Vegetable vendor Morillo claims to be the sole survivor of a shooting last Aug. 21. That Sunday afternoon, he was playing billiards with four garbage collectors, aged 20-36, in a Payatas, Quezon City shantytown near La Mesa Dam.
Five men allegedly shot them, the last clinging to a gunman’s legs. The gunmen asked for food from a victim’s sari-sari store and stayed until uniformed police arrived hours later.
The leader told the media he was a police captain implementing Oplan Tokhang. His team caught known drug suspects and robbers in a drug session.
Morillo played dead. He crawled down a ravine behind the house. A jeepney driver took him to Montalban, Rizal, where he lived. Police there took him back to Payatas’ station and made him wait.
Half conscious, Morillo heard: “Matibay ang bata na ’yan. . . hanggang ngayon buhay pa (That kid is tough. . . he is still alive).” He was finally treated at East Avenue Medical Center at midnight, nine hours later.
A victim’s live-in-partner hid after strangers asked for her at a wake. The gunmen returned several times, one even escorting reporters.
The petition claims “lives are at a standstill”; residents are afraid to go to work or leave their children alone.
Solicitor General Jose Calida easily parried fake law cited against the Marcos state burial. Former Bayan Muna representative Neri Colmenares cited the “pantheon” law that even dissenting justices rejected as applying to the wrong cemetery. Far Eastern University undergrad lecturer Jesus Falcis bizarrely claimed the burial discriminates against those guilty of lesser crimes compared to Marcos’.

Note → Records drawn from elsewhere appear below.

PR #751, opened 2021-08-13
SKALE-4495 iterative logs search

sergiy-skalelabs:
- iterative logs search for IMA message validation
- use ZMQ to BLS-sign IMA mesages


sergiy-skalelabs:
will re-create it without zmq

PR #792, opened 2021-09-07
Added --sgx-url-no-zmq command line argument

sergiy-skalelabs:
Added `--sgx-url-no-zmq` command line argument which makes **IMA** related code work with **SGX** via **HTTPS** instead of **ZMQ**, by default this is turned off and **ZMQ** is used. This PR is for testing purposes of ALL SKALE test.


sergiy-skalelabs:
no longer needed

PR #854, opened 2021-10-25
Add precompile info for 3.8

cstrangedk:


docs/modules/ROOT/pages/random-number-generator.adoc
```diff
@@ -0,0 +1,43 @@
...
+            if iszero(staticcall(gas, 0x18, 0, 0, start_addr, 32)) {
+              invalid()
+            }
+            addr := mload(freemem)
+        }
+    }
+}
+----
+
+Running getRandom() from Remix several times will return the following example output:
```
DmytroNazarenko: I think need to append with `output for each of the new blocks:`

docs/modules/ROOT/pages/precompiles.adoc
```diff
@@ -0,0 +1,79 @@
+= SKALE Chain Precompiles
+
+Each SKALE Chain comes with a set of precompiled contracts in addition to the precompiles included with Ethereum (i.e. `ecrecover`, `sha256`, `modexp`, ...).
```
DmytroNazarenko: Need to add some info about `restrictAccess` option - to protect precompiled from external calls. Only specific address could call marked precopmileds. This option is used for filestorage precompileds (0x0B, 0x0C, 0x0E,0x0F, 0x10). Other are free to call. Example:
```
                "startingBlock": "0x0",
                "restrictAccess": [
                    "0xD3002000000000000000000000000000000000D3"
                ]
```

DmytroNazarenko (changes requested):

docs/modules/ROOT/pages/precompiles.adoc
cstrangedk: added new column for clarification

DmytroNazarenko (approved):

PR #882, opened 2021-11-08
3.7.5 beta.5 hotfix 1

dimalit:
1 Fix crash on JSON-RPC
2 Fix block rotation
3 Output current DB usage to -v 3 log


dimalit:
Discard this as this used wrong beta (5 instead of 4)

PR #883, opened 2021-11-08
3.7.5 beta.4 hotfix 1

dimalit:
1 Fix crash on JSON-RPC
2 Fix block rotation
3 Output current DB usage to -v 3 log
4 Fix EIP for JSON-RPC


dimalit:
Not relevant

Morillo is Calida’s first real challenge, by a legal ‘special action force’ from the Center for International Law, headed by Inquirer columnist Joel Butuyan. Their junior alone, Gil Anthony Aquino, unprecedentedly won the 2015 University of Oxford Price Moot Court Competition by quoting European human rights law in England. They cite not counterfeit doctrine, but a playbook by a legend, retired chief justice Reynato Puno.

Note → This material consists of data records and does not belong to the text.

PR #945, opened 2022-01-10
Feature/skale 1263 game mode

DmytroNazarenko:
Adding MultiTransaction mode


libethereum/SkaleHost.cpp
```diff
@@ -376,9 +376,11 @@ ConsensusExtFace::transactions_vector SkaleHost::pendingTransactions(
 
             if ( tx.verifiedOn < m_lastBlockWithBornTransactions )
                 try {
```
dimalit: During normal operation, transactions with future nonces will not get here! So we don't need to set mtmEnabled here!
(or probably can even test nonce with assert)

libethereum/Client.cpp
```diff
@@ -1163,11 +1163,18 @@ h256 Client::importTransaction( Transaction const& _t ) {
...
         bc().number() ? this->blockInfo( bc().currentHash() ) : bc().genesis(), state,
-        *bc().sealEngine(), 0, gasBidPrice );
+        *bc().sealEngine(), 0, gasBidPrice, multitransactionMode );
+
+    ImportResult res;
+    if ( multitransactionMode && state.getNonce( _t.sender() ) < _t.nonce() ) {
+        res = m_tq.import( _t, IfDropped::Ignore, true );
+    } else {
+        res = m_tq.import( _t );
+    }
```
dimalit, line 1178: why would we need two separate ways to import "current" and "future" transaction? can't the transaction queue determine by itself where to put new txn? (and in fact it first puts every new txn into "current" queue and then conditionally moves it into the "future" queue!)

dimalit (changes requested):

dimalit (approved):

After perceived government inaction on extrajudicial killings in 2007, Puno launched the controversial amparo rules. These let judges make broad, expedited protection orders without establishing anyone’s guilt.

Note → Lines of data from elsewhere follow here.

PR #964, opened 2022-01-21
Enhancement/skale 4718 oracle api

DmytroNazarenko:
Add `oracle_submitRequest` and `oracle_checkResult` API


libethereum/Client.h
```diff
@@ -301,6 +301,9 @@ class Client : public ClientBase, protected Worker {
         return this->snapshot_hash_calculation_time_ms;
     }
 
+    uint64_t submitOracleRequest( const string& _spec, string& _receipt );
+    uint64_t checkOracleResult( string& _receipt, string& _result );
+
```
dimalit, line 306: Probably, here we need const string& as checkOracleResult's 1st parameter

libethereum/ConsensusStub.h
```diff
@@ -39,7 +39,8 @@ class ConsensusStub : private dev::Worker, public ConsensusInterface {
 public:
     ConsensusStub( ConsensusExtFace& _extFace, uint64_t _lastCommittedBlockID, u256 _stateRoot );
     ~ConsensusStub() override;
-    void parseFullConfigAndCreateNode( const std::string& _jsonConfig ) override;
+    void parseFullConfigAndCreateNode(
+        const std::string& _jsonConfig, const string& _gethURL ) override;
     void startAll() override;
```
dimalit, line 44: Probably, here we could give it default value of string("")

kladkogex (approved):

dimalit (approved):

The Morillo case is cunningly framed to parallel the first amparo case authored by Puno in 2008 and won by the Manalo brothers allegedly tortured by soldiers for 18 months.
First, amparo skips “proof beyond reasonable doubt,” unlike a murder case. Morillo is anchored on witness testimony, supported by the captain’s media interview and police and medical reports. It only needs reasonable or “substantial evidence” of fear. The shocking allegations need not be completely proven.
Second, amparo has a summary procedure, unlike how a full murder trial would take years.
Third, amparo may restrict police operations. Morillo asks the Supreme Court to order policemen (1) not to go within five kilometers of the petitioners’ homes and workplaces, (2) to suspend Oplan Tokhang around Payatas and (3) for disclosure of all relevant intelligence reports.
Finally, the petition claims that the PNP gave “institutional imprimatur,” and that various units coordinated in a cover-up.
It links PNP Chief Dela Rosa’s Memorandum Circular No. 16-2016 on “Project Tokhang” or “practical and realistic . . . house-to-house visitations to persuade suspected illegal drug personalities to stop their illegal drug activities.”
Calida must stop any undermining of the entire PNP antidrug plan, or a template for challenges in other cities.
It is academically fascinating how current justices will shape the amparo rules. For example, the 2012 Navia decision implies petitioners must link threats to the government, unlike the 2007 rules. At the very least, “Bato” just became “freshman teaching aid” of the year.
I traced amparo’s controversial birth in “Guarding the Guardians” (86 PHIL. L.J. 523 (2012).